Edge computing is not new technology, but it’s growing in popularity and value — especially for manufacturers. Also tapped by Gartner as a top technology trend, edge computing is a technology method that can take vast data sets — such as information collected from various sensors within the factory — and output insightful and actionable data.
Additionally, edge computing combats high Wide Area Network (WAN) costs, traffic and latency by keeping data collection and information processing close to the source.
Radio Frequency Identification (RFID) tags have tremendous opportunity. With a tiny sensor and antenna, RFID can be attached to things as small and simple as a name badge and be virtually invisible. Manufacturers can use RFID tags to track assests and monitor product data, such as performance, for predictive maintenance.
RFID tags can also be applied to products to create engaging customer experiences. For example, a drinking fountain and reusable water bottle company installed RFID tags to its water bottles. When users refill their bottles at the company’s water fountain, a scanner reads the tag and provides personalized feedback, such as how much water the user has consumed and how many bottles the user has prevented from entering a landfill.
Unlike Virtual Reality (VR), which replaces a user’s entire vision with a virtual environment, Augmented Reality (AR) places a layer of digital content over the real world. Engineers and manufacturers are applying AR in both worker and consumer scenarios.
Luxury car manufacuters, for example, are using AR to improve safety and the end-user experience. Information such as speed and radio station is displayed with AR to appear as if hovering over the car hood, within the driver’s line of sight.

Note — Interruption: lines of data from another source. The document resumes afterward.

PR #8431, opened 2018-10-26
Add testing ByteBufAllocator for leak unit testing (almson version)

almson:
This is an alternate proposal for PR #8423 https://github.com/netty/netty/pull/8423 It makes fewer changes and is more general, in my opinion. Does not require subclassing the leak detector.

Motivation:

Currently the only way to detect leaks during testing is log scanning which is
difficult to automate. As an alternative it would be nice to fail unit tests
that leak buffers.

Modifications:

Added ResourceLeakDetector.assertAllResourcesDisposed which can be used in unit tests to ensure that all resources have been disposed. However, invoking assertAllResourcesDisposed directly can be problematic due to the fact that the leak detector is usually a static singleton and/or private in the classes that use it.

To that end, added TestingPooledByteBufAllocator which maintains a non-static leak detector and is useful for concurrent tests. It implements AutoCloseable (for use with try-with-resources) and invokes assertAllResourcesDisposed in the close method. To implement this, AbstractByteBufAllocator.toLeakAwareBuffer was made non-static to allow sub classes to use their own leak detector.

ResourceLeakDetector.clearRefQueue was removed because it created a danger that assertAllResourcesDisposed would not detect all leaks. This method is a useless optimization which saves a few cycles in the unlikely event that error logging is off, leaks are happening, and the leak detector is enabled.

Result:

Developers using Netty can now easily verify that all buffers have been released in unit tests.

### DIFF
--- a/buffer/src/main/java/io/netty/buffer/AbstractByteBufAllocator.java
+++ b/buffer/src/main/java/io/netty/buffer/AbstractByteBufAllocator.java
@@ -34,7 +34,7 @@ public abstract class AbstractByteBufAllocator implements ByteBufAllocator {
         ResourceLeakDetector.addExclusions(AbstractByteBufAllocator.class, "toLeakAwareBuffer");
     }
 
-    protected static ByteBuf toLeakAwareBuffer(ByteBuf buf) {
+    protected ByteBuf toLeakAwareBuffer(ByteBuf buf) {
         ResourceLeakTracker<ByteBuf> leak;
         switch (ResourceLeakDetector.getLevel()) {
             case SIMPLE:
@@ -56,7 +56,7 @@ public abstract class AbstractByteBufAllocator implements ByteBufAllocator {
         return buf;
     }
 
-    protected static CompositeByteBuf toLeakAwareBuffer(CompositeByteBuf buf) {
+    protected CompositeByteBuf toLeakAwareBuffer(CompositeByteBuf buf) {
         ResourceLeakTracker<ByteBuf> leak;
         switch (ResourceLeakDetector.getLevel()) {
             case SIMPLE:
--- a/buffer/src/main/java/io/netty/buffer/TestingPooledByteBufAllocator.java
+++ b/buffer/src/main/java/io/netty/buffer/TestingPooledByteBufAllocator.java
@@ -1,0 +1,75 @@
+/*
+ * Copyright 2018 The Netty Project
+ *
+ * The Netty Project licenses this file to you under the Apache License,
+ * version 2.0 (the "License"); you may not use this file except in compliance
+ * with the License. You may obtain a copy of the License at:
+ *
+ *   http://www.apache.org/licenses/LICENSE-2.0
+ *
+ * Unless required by applicable law or agreed to in writing, software
+ * distributed under the License is distributed on an "AS IS" BASIS, WITHOUT
+ * WARRANTIES OR CONDITIONS OF ANY KIND, either express or implied. See the
+ * License for the specific language governing permissions and limitations
+ * under the License.
+ */
+
+package io.netty.buffer;
+
+import io.netty.util.ResourceLeakDetector;
+import io.netty.util.ResourceLeakTracker;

Drivers never have to take their eyes off the road to see how fast they’re going or the name of the song they’re listening to.
For workers, AR is a game changer when it comes to repairs, maintenance and other complex fieldwork. In conjunction with the IoT, a worker can use AR to get real-time information to pinpoint problems and receive detailed instructions for repair while keeping both hands free.

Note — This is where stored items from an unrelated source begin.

PR #8406, opened 2018-10-18
Improve CompositeByteBuf sequential access performance

njhill:
Motivation:

While running some other benchmarks I noticed that sequential access of `CompositeByteBuf`s is very slow, particularly if they are large.
 
Modifications:

- Override `forEachByte(...)` methods
- Remove redundant `Component.length` field and standardize component offset modifications via `setOffset()`
- Simplify the general pattern used where a sub-range is iterated over
- Add racy cache of last-accessed Component to `findComponent(int)` method
- Add benchmark to demonstrate improvement

The cache is based on the fact that a call to `findComponent` precededs every individual read/write access, and the assumption that very often the same component will be needed between successive accesses.
 
Result:

I will paste benchmark results below. Also some anecdotal observations:
- There is a "cache hit" rate of 75% when running the existing buffer package unit tests
- The complete buffer package unit tests appear to take 30% less time to run if `AbstractByteBufTest.CAPACITY` is increased by a factor of 10

In addition to the raw speed there should also be a minor mem/garbage benefit due to removal of `Component.length`.

PR #8437, opened 2018-10-27
Streamline CompositeByteBuf internals

njhill:
Motivation:

`CompositeByteBuf` is a powerful and versatile abstraction, allowing for manipulation of large data without copying bytes. There is still a non-negligible cost to reading/writing however relative to "singular" `ByteBufs`, and this can be mostly eliminated with some rework of the internals.

My use case is message modification/transformation while zero-copy proxying. For example replacing a string within a large message with one of a different length

Modifications:
- No longer slice added buffers and unwrap added slices
   - Components store target buf offset relative to position in composite buf
   - Less allocations, object footprint, pointer indirection, offset arithmetic
- Use `Component[]` rather than `ArrayList<Component>`
   - Avoid pointer indirection and duplicate bounds check, more efficient backing array growth
   - Facilitates optimization when doing bulk-inserts - inserting _n_ `ByteBuf`s behind _m_ is now _O(m + n)_ instead of _O(mn)_
- Avoid unnecessary casting and method call indirection via superclass
- Eliminate some duplicate range/ref checks via non-checking versions of `toComponentIndex` and `findComponent`
- Add simple fast-path for `toComponentIndex(0)`; add racy cache of last-accessed Component to `findComponent(int)`
- Override `forEachByte0(...)` and `forEachByteDesc0(...)` methods
- Make use of `RecyclableArrayList` in `nioBuffers(int, int)` (in line with `FasterCompositeByteBuf` impl)
- Modify `addComponents0(boolean,int,Iterable)` to use the `Iterable` directly rather than copy to an array first (and possibly to an `ArrayList` before that)
- Optimize `addComponents0(boolean,int,ByteBuf[],int)` to not perform repeated array insertions and avoid second loop for offset updates
- Simplify other logic in various places, in particular the general pattern used where a sub-range is iterated over
- Add benchmarks to demonstrate some improvements

While refactoring I also came across a couple of clear bugs. They are fixed in these changes but I will open another PR with unit tests and fixes to the current version.

Result:

Much faster creation, manipulation, and access; many fewer allocations and smaller footprint. Benchmark results to follow.

### DIFF
--- a/buffer/src/main/java/io/netty/buffer/AbstractByteBuf.java
+++ b/buffer/src/main/java/io/netty/buffer/AbstractByteBuf.java
@@ -46,7 +46,7 @@ public abstract class AbstractByteBuf extends ByteBuf {
     private static final InternalLogger logger = InternalLoggerFactory.getInstance(AbstractByteBuf.class);
     private static final String LEGACY_PROP_CHECK_ACCESSIBLE = "io.netty.buffer.bytebuf.checkAccessible";
     private static final String PROP_CHECK_ACCESSIBLE = "io.netty.buffer.checkAccessible";
-    private static final boolean checkAccessible;
+    static final boolean checkAccessible; // accessed from CompositeByteBuf
     private static final String PROP_CHECK_BOUNDS = "io.netty.buffer.checkBounds";
     private static final boolean checkBounds;
 
@@ -332,11 +332,11 @@ public abstract class AbstractByteBuf extends ByteBuf {
 
     @Override
     public ByteBuf order(ByteOrder endianness) {
-        if (endianness == null) {
-            throw new NullPointerException("endianness");
-        }
         if (endianness == order()) {
             return this;
+        }
+        if (endianness == null) {
+            throw new NullPointerException("endianness");
         }
         return newSwappedByteBuf();
     }
@@ -1293,7 +1293,7 @@ public abstract class AbstractByteBuf extends ByteBuf {
         }
     }
 
-    private int forEachByteAsc0(int start, int end, ByteProcessor processor) throws Exception {
+    int forEachByteAsc0(int start, int end, ByteProcessor processor) throws Exception {
         for (; start < end; ++start) {
             if (!processor.process(_getByte(start))) {
                 return start;
@@ -1325,7 +1325,7 @@ public abstract class AbstractByteBuf extends ByteBuf {
         }
     }
 
-    private int forEachByteDesc0(int rStart, final int rEnd, ByteProcessor processor) throws Exception {
+    int forEachByteDesc0(int rStart, final int rEnd, ByteProcessor processor) throws Exception {
         for (; rStart >= rEnd; --rStart) {
             if (!processor.process(_getByte(rStart))) {
                 return rStart;
--- a/buffer/src/main/java/io/netty/buffer/CompositeByteBuf.java
+++ b/buffer/src/main/java/io/netty/buffer/CompositeByteBuf.java
@@ -15,7 +15,11 @@
  */
 package io.netty.buffer;
 
+import io.netty.util.ByteProcessor;
+import io.netty.util.IllegalReferenceCountException;
+import io.netty.util.ReferenceCountUtil;
 import io.netty.util.internal.EmptyArrays;
+import io.netty.util.internal.RecyclableArrayList;
 
 import java.io.IOException;
 import java.io.InputStream;
@@ -26,12 +30,12 @@ import java.nio.channels.FileChannel;
 import java.nio.channels.GatheringByteChannel;
 import java.nio.channels.ScatteringByteChannel;
 import java.util.ArrayList;
+import java.util.Arrays;
 import java.util.Collection;
 import java.util.Collections;
 import java.util.ConcurrentModificationException;
 import java.util.Iterator;
 import java.util.List;
-import java.util.ListIterator;
 import java.util.NoSuchElementException;
 
 import static io.netty.util.internal.ObjectUtil.checkNotNull;
@@ -48,8 +52,10 @@ public class CompositeByteBuf extends AbstractReferenceCountedByteBuf implements
 
     private final ByteBufAllocator alloc;
     private final boolean direct;
-    private final ComponentList components;
     private final int maxNumComponents;
+
+    private int componentCount;
+    private Component[] components; // resized when needed
 
     private boolean freed;
 
@@ -65,7 +71,7 @@ public class CompositeByteBuf extends AbstractReferenceCountedByteBuf implements
         this.alloc = alloc;
         this.direct = direct;
         this.maxNumComponents = maxNumComponents;
-        components = newList(initSize, maxNumComponents);
+        components = newCompArray(initSize, maxNumComponents);
     }
 
     public CompositeByteBuf(ByteBufAllocator alloc, boolean direct, int maxNumComponents) {
@@ -73,16 +79,16 @@ public class CompositeByteBuf extends AbstractReferenceCountedByteBuf implements
     }
 
     public CompositeByteBuf(ByteBufAllocator alloc, boolean direct, int maxNumComponents, ByteBuf... buffers) {
-        this(alloc, direct, maxNumComponents, buffers, 0, buffers.length);
+        this(alloc, direct, maxNumComponents, buffers, 0);
     }
 
     CompositeByteBuf(ByteBufAllocator alloc, boolean direct, int maxNumComponents,
-            ByteBuf[] buffers, int offset, int endOffset) {
-        this(alloc, direct, maxNumComponents, endOffset - offset);
+            ByteBuf[] buffers, int offset) {
+        this(alloc, direct, maxNumComponents, buffers.length - offset);
 
-        addComponents0(false, 0, buffers, offset, endOffset);
+        addComponents0(false, 0, buffers, offset);
         consolidateIfNeeded();
-        setIndex(0, capacity());
+        setIndex0(0, capacity());
     }
 
     public CompositeByteBuf(
@@ -132,9 +138,9 @@ public class CompositeByteBuf extends AbstractReferenceCountedByteBuf implements
         setIndex(0, capacity());
     }
 
-    private static ComponentList newList(int initComponents, int maxNumComponents) {
+    private static Component[] newCompArray(int initComponents, int maxNumComponents) {
         int capacityGuess = Math.min(AbstractByteBufAllocator.DEFAULT_MAX_COMPONENTS, maxNumComponents);
-        return new ComponentList(Math.max(initComponents, capacityGuess));
+        return new Component[Math.max(initComponents, capacityGuess)];
     }
 
     // Special constructor used by WrappedCompositeByteBuf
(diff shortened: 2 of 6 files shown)


normanmaurer:
@netty-bot test this please

njhill:
@normanmaurer I have re-based and fixed the failing unit tests (sorry, I just ran the buffer ones and forgot to run the whole suite). The failures were due to ref-count of components no longer being checked at addition time - it was done implicitly before when they were sliced.

normanmaurer:
@netty-bot test this please

njhill:
@normanmaurer I've now squashed and rebased this. Take your time! :)

buffer/src/main/java/io/netty/buffer/AbstractByteBuf.java
```diff
@@ -46,7 +46,7 @@
     private static final InternalLogger logger = InternalLoggerFactory.getInstance(AbstractByteBuf.class);
     private static final String LEGACY_PROP_CHECK_ACCESSIBLE = "io.netty.buffer.bytebuf.checkAccessible";
     private static final String PROP_CHECK_ACCESSIBLE = "io.netty.buffer.checkAccessible";
-    private static final boolean checkAccessible;
+    static final boolean checkAccessible; // accessed from CompositeByteBuf
```
mosesn:
```suggestion
    protected static final boolean checkAccessible; // accessed from CompositeByteBuf
```

buffer/src/main/java/io/netty/buffer/AbstractByteBuf.java
```diff
@@ -332,12 +332,12 @@ public int ensureWritable(int minWritableBytes, boolean force) {
 
     @Override
     public ByteBuf order(ByteOrder endianness) {
-        if (endianness == null) {
-            throw new NullPointerException("endianness");
-        }
         if (endianness == order()) {
             return this;
         }
+        if (endianness == null) {
```
mosesn: this change looks unnecessary, can you revert it?

buffer/src/main/java/io/netty/buffer/AbstractByteBuf.java
```diff
@@ -1293,7 +1293,7 @@ public int forEachByte(int index, int length, ByteProcessor processor) {
         }
     }
 
-    private int forEachByteAsc0(int start, int end, ByteProcessor processor) throws Exception {
+    int forEachByteAsc0(int start, int end, ByteProcessor processor) throws Exception {
```
mosesn:
```suggestion
    protected int forEachByteAsc0(int start, int end, ByteProcessor processor) throws Exception {
```

buffer/src/main/java/io/netty/buffer/AbstractByteBuf.java
```diff
@@ -1325,7 +1325,7 @@ public int forEachByteDesc(int index, int length, ByteProcessor processor) {
         }
     }
 
-    private int forEachByteDesc0(int rStart, final int rEnd, ByteProcessor processor) throws Exception {
+    int forEachByteDesc0(int rStart, final int rEnd, ByteProcessor processor) throws Exception {
```
mosesn:
```suggestion
    protected int forEachByteDesc0(int rStart, final int rEnd, ByteProcessor processor) throws Exception {
```

buffer/src/main/java/io/netty/buffer/CompositeByteBuf.java
```diff
@@ -1431,21 +1477,40 @@ public ByteBuf internalComponent(int cIndex) {
...
+    private Component findComponent0(int offset) {
+        Component la = lastAccessed;
+        if (la != null && offset >= la.offset && offset < la.endOffset) {
+           return la;
+        }
+        return findIt(offset);
+    }
 
-        for (int low = 0, high = components.size(); low <= high;) {
+    private Component findIt(int offset) {
```
mosesn: this always searches one direction.  can we do better in large componentbuffers by checking which direction would be faster to search in?  also, if lastAccessed is close to the target offset, should we start from there?

buffer/src/main/java/io/netty/buffer/CompositeByteBuf.java
```diff
@@ -1519,54 +1585,53 @@ public ByteBuffer nioBuffer(int index, int length) {
...
+
+                index += localLength;
+                length -= localLength;
+                i ++;
             }
 
-            index += localLength;
-            length -= localLength;
-            i ++;
+            return buffers.toArray(new ByteBuffer[0]);
```
mosesn: should we cache an empty array?

buffer/src/main/java/io/netty/buffer/AbstractByteBuf.java
njhill: This change eliminates a null check in the most common case (BE) and doesn't change the number of checks in the other cases, is there a reason the other way round is preferable?

buffer/src/main/java/io/netty/buffer/CompositeByteBuf.java
njhill: There was some discussion about this general question [here](https://github.com/netty/netty/pull/8075#issuecomment-401143387), I think the conclusion (and current precedent elsewhere in the netty code) is to _not_ cache such empty arrays.

buffer/src/main/java/io/netty/buffer/CompositeByteBuf.java
njhill: I'm not sure what you mean by one direction here since it's a binary search. I did experiment a little with choosing the next component based on the target byte location within the remaining range rather than just choosing the middle component each time, but the cost of the additional ops appeared to outweigh any benefits (I expect with more attention _some_ improvement could be made though).

> if lastAccessed is close to the target offset, should we start from there?

@normanmaurer [suggested the same thing](https://github.com/netty/netty/pull/8406#discussion_r226628136). It would complicate the logic since the index would need to be cached separately (which would not be updated atomically with the component ref), or an index field could be added to the `Component` class which seemed overkill just for this purpose. But I'd be happy to experiment with it and see if there's measurable diff in the numbers.

njhill:
Thanks for the review @mosesn 
> where do most of the benefits come from? are they from the iterator and byte processing?

The biggest all-round benefits appear to be from the removal of the slices and component ArrayList. The ByteProcessor methods obviously benefit significantly from being overridden. Sequential reading/writing benefits significantly from the "lastAccessed" cache. Most of the other changes benefit the speed of construction and manipulation of the components.

normanmaurer:
@netty-bot test this please

buffer/src/main/java/io/netty/buffer/AbstractByteBuf.java
normanmaurer: I thought it may be better to start with more restricted level. We can open it up later if we really want to.

buffer/src/main/java/io/netty/buffer/AbstractByteBuf.java
normanmaurer: I don't have a preference here... that said null checks are really cheap. So whatever is more readable is the preferred way imho :)

buffer/src/main/java/io/netty/buffer/CompositeByteBuf.java
normanmaurer: I think we can do this as a followup. This PR is already big enough .. @mosesn ok with it ?

buffer/src/main/java/io/netty/buffer/CompositeByteBuf.java
normanmaurer: @mosesn I think we dont need to and we also dont do in many other places.

buffer/src/main/java/io/netty/buffer/CompositeByteBuf.java
mosesn: yep, that's fine.

buffer/src/main/java/io/netty/buffer/AbstractByteBuf.java
mosesn: I don't love that it changes the git blame, but that seems reasonable.  shipit.

buffer/src/main/java/io/netty/buffer/CompositeByteBuf.java
```diff
@@ -2015,16 +2161,64 @@ public void remove() {
...
+    }
+
+    private void addComp(int i, Component c) {
+        // assert i >= 0 && i <= size
+        shiftComps(i, 1);
+        components[i] = c;
+    }
+
+    private void shiftComps(int i, int count) {
+        // assert i >= 0 && i <= size && count > 0
```
normanmaurer: @njhill either remove or remove `//`.

buffer/src/main/java/io/netty/buffer/CompositeByteBuf.java
```diff
@@ -2015,16 +2161,64 @@ public void remove() {
...
+        int newSize = size - to + from;
+        for (int i = newSize; i < size; i++) {
+            components[i].slice = null;
+            components[i] = null;
+        }
+        componentCount = newSize;
+    }
+
+    private void addComp(int i, Component c) {
+        // assert i >= 0 && i <= size
```
normanmaurer: @njhill either remove or remove `//`.

buffer/src/main/java/io/netty/buffer/CompositeByteBuf.java
```diff
@@ -2015,16 +2161,64 @@ public void remove() {
...
+    private void removeComp(int i) {
+        removeCompRange(i, i + 1);
+    }
+
+    private void removeCompRange(int from, int to) {
+        if (from >= to) {
+            return;
+        }
+        final int size = componentCount;
+        // assert from >= 0 && from < to && to <= size
```
normanmaurer: @njhill either remove or remove `//`.

buffer/src/main/java/io/netty/buffer/CompositeByteBuf.java
```diff
@@ -398,37 +418,34 @@ public CompositeByteBuf addComponents(int cIndex, Iterable<ByteBuf> buffers) {
         return this;
     }
 
+    //TODO optimize further, similar to ByteBuf[] version
```
normanmaurer: nit: add white space after //

njhill:
@normanmaurer @mosesn I've added https://github.com/njhill/netty/commit/b8ed3ba83d23fec5d36e1f0492de93707c0f9eeb to address the comments; it also includes a couple of minor tweaks to things I noticed while looking over it again.

Strangely despite showing in the branch, the new commit & changes don't seem to show in this PR... not sure what github is up to, maybe they will appear at some point.

normanmaurer:
@netty-bot test this please

normanmaurer:
@njhill thanks a lot!

buffer/src/main/java/io/netty/buffer/CompositeByteBuf.java
```diff
@@ -316,43 +339,40 @@ private int addComponent0(boolean increaseWriterIndex, int cIndex, ByteBuf buffe
...
-                }
-                cIndex = addComponent0(increaseWriterIndex, cIndex, b) + 1;
-                int size = components.size();
-                if (cIndex > size) {
-                    cIndex = size;
-                }
+            shiftComps(cIndex, count); // will increase componentCount
+            ci = cIndex; // only set this after we've shifted so that finally block logic is always correct
+            int nextOffset = cIndex > 0 ? components[cIndex - 1].endOffset : 0;
+            for (ByteBuf b; arrOffset < len && (b = buffers[arrOffset]) != null; arrOffset++, ci++) {
```
carl-mastrangelo: This is kind of difficult to read.   You should consider making you code slightly more verbose, but faster to consume.

njhill: Thanks @carl-mastrangelo, I do have a habit of over-compactness sometimes. I have some smaller follow-on updates to the class in mind anyhow so will try and modify this to be a bit more verbose/readable.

Robotics made its manufacturing debut in 1962 when General Motors installed the Unimate robot in its New Jersy factory. Early robotics were highly supervised and could perform only one or two limited tasks.
Today, robotics not only perform multiple tasks autonomously, but they can also communicate and collaborate with other robots.

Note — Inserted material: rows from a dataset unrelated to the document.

Issue #8442, opened 2018-10-30
Custom cipher list with BoringSSL breaks in 4.1.31.Final 


njhill:
### Expected behavior

TLS continues to work in 4.1.31.Final when providing an explicit list of ciphers via `SslContextBuilder.ciphers(...)`.

### Actual behavior

After upgrading, my `SslContextBuilder.build()` throws:

```
Caused by: java.lang.IllegalArgumentException: unsupported cipher suite: TLS_ECDHE_ECDSA_WITH_AES_256_CBC_SHA384(ECDHE-ECDSA-AES256-SHA384)
       at io.netty.handler.ssl.CipherSuiteConverter.convertToCipherStrings(CipherSuiteConverter.java:418)
       at io.netty.handler.ssl.ReferenceCountedOpenSslContext.<init>(ReferenceCountedOpenSslContext.java:252)
       ... 34 more
```

It looks like this is due to changes in #8293, in particular [this](https://github.com/netty/netty/blob/netty-4.1.31.Final/handler/src/main/java/io/netty/handler/ssl/CipherSuiteConverter.java#L418) check in `CipherSuiteConverter.convertToCipherStrings()` which throws if false. Should it just `continue` instead of throwing so that the current cipherSuite is excluded from the lists being built (since a later cipher in the list may be available)? I verified that it works as before with this modification.

### Minimal yet complete reproducer code (or URL to code)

Factories with large production lines can build an entire network of collaborative robots, also called “cobots.” Manufacturers that produce various models of a product can connect tens of thousands of devices and robots to enable a single production line of cobots to adapt and assemble multiple product models. By eliminating setup time and reconfiguration, factories can take advtange of a 24/7/365 production schedule.
Additionally, collaborative robots can quickly produce highly customized products and handle dangerous tasks that pose safety risks to human workers.
In its early days, 3–D printing was a popular tool for prototypes and models. But now, 3–D printers can produce highly intricate, multimaterial components and final products. This has enormous implications on a manufacturing supply chain, enabling factories to create their own parts on site and by demand.
The U.S. 3–D printer manufacturing industry has been on a steady rise since 2014 and is projected to reach $17.2 billion in 2020. The ability to create virtually anything — quickly and without retooling — has solidified the value of 3–D printing in manufacturing.
Successful integration of the right IoT solutions can help your manufacturing plant gain a competitive advantage. For most organizations, the biggest hurdle is knowing where to start. Collaborating with a partner in the IoT space can help you plan, implement and launch an IoT solution with minimal disruption and long-term returns on your investment.